╭─ Collected data

PR #3203, opened 2018-09-11
fix #3200 soundfile dispose error in reference test

### LINKED ISSUE #3200: sound tests are failing
the latest sound library merge #3195 included a broken test that's causing all subsequent travis builds to fail (https://travis-ci.org/processing/p5.js/builds/426166289).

╰─

Your task is to repeat the data exactly; please include every line.

Expected output –
PR #3203, opened 2018-09-11
fix #3200 soundfile dispose error in reference test

### LINKED ISSUE #3200: sound tests are failing
the latest sound library merge #3195 included a broken test that's causing all subsequent travis builds to fail (https://travis-ci.org/processing/p5.js/builds/426166289).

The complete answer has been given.